[Collected data]
PR #2385, opened 2026-08-13
every-sense-jingzhang v5.7: mobility & key-areas complete the receiving-resolution sweep; per-asset rights ledger; ethics protocol pack

lqqk7:
## Submission update: submissions/lqqk7/every-sense-jingzhang (v5.6 → v5.7)

One commit. Zero numeric changes on every surface (token-set comparisons add nothing; the only removal is a full-precision value whose presence violated the proposal's own display-precision rule).

### Figures: the receiving-resolution sweep is complete

The last two reviewer-visible figures still failing the 768-px receiving-resolution rule are recomposed:

- **mobility-bluegreen**: title becomes a judgment — *with AI off, the reachable domain shrinks by nearly half; the gap is an audit target, not a compliance claim*. The layout is rebuilt as three dual-state key-area panels plus four judgment cards (dual-state readings, gap caliber, first audit breaks, kept-unknown). In-figure text goes from 99% illegible at receiving resolution to fully legible; caliber details and the ten-node ranking are carried by the existing audit-ledger figure. A full-precision value printed on the old figure — contrary to the proposal's rule that recomputed full values appear only in metrics.json, the metrics ledger and the recalculation notes — is removed.
- **key-areas**: redrawn vector-for-vector from the published topology (its mid-line labels admitted no crop window, and maximum enlargement could not reach legibility). The three operating-contract cards now present name, role, stop and resume clauses at legible size. The figure carries no quantities; the numeric token diff is empty.

All five reviewer-visible figures now meet the same discipline. The A3 booklets change only on pages 4–5 and the A0 boards only on boards 3–4; every other page instance is pixel-identical (verified against a clean-room rebuild that reproduced all 36 pages with zero difference before the change).

### Rights ledger and ethics protocol pack

- `report/copyright_statement.md` gains a **per-asset rights ledger** covering every manifest entry: path, authorship or generation method, tooling, fonts with sources and licences, map-data licence and CRS, code provenance and dependency licences, attribution and reuse limits. Each row names the existing package file its entries were compiled from; fields the package does not record are stated as unrecorded rather than filled in.
- `visual/assets/ethics-protocol.json` registers recruitment, reasonable-accommodation, informed-consent, withdrawal, appeal and data-handling **templates**, plus empty failure-sample and affected-non-participant registers — marked throughout as unreviewed templates with zero participants, zero sessions and zero records, every clause pointing to existing proposal rules. The proposal's public-interest and risk chapters link to both.
- The agent metadata version range, stale since v5.2, is aligned across agent.json and the manifest.

Self-check, strict manifest audit and participant preflight all pass at this head.


CocoSgt (approved):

TASK BRIEF: In the records above, find each line with the word "visible" and copy it.

TASK SOLUTION:
The last two reviewer-visible figures still failing the 768-px receiving-resolution rule are recomposed:
All five reviewer-visible figures now meet the same discipline. The A3 booklets change only on pages 4–5 and the A0 boards only on boards 3–4; every other page instance is pixel-identical (verified against a clean-room rebuild that reproduced all 36 pages with zero difference before the change).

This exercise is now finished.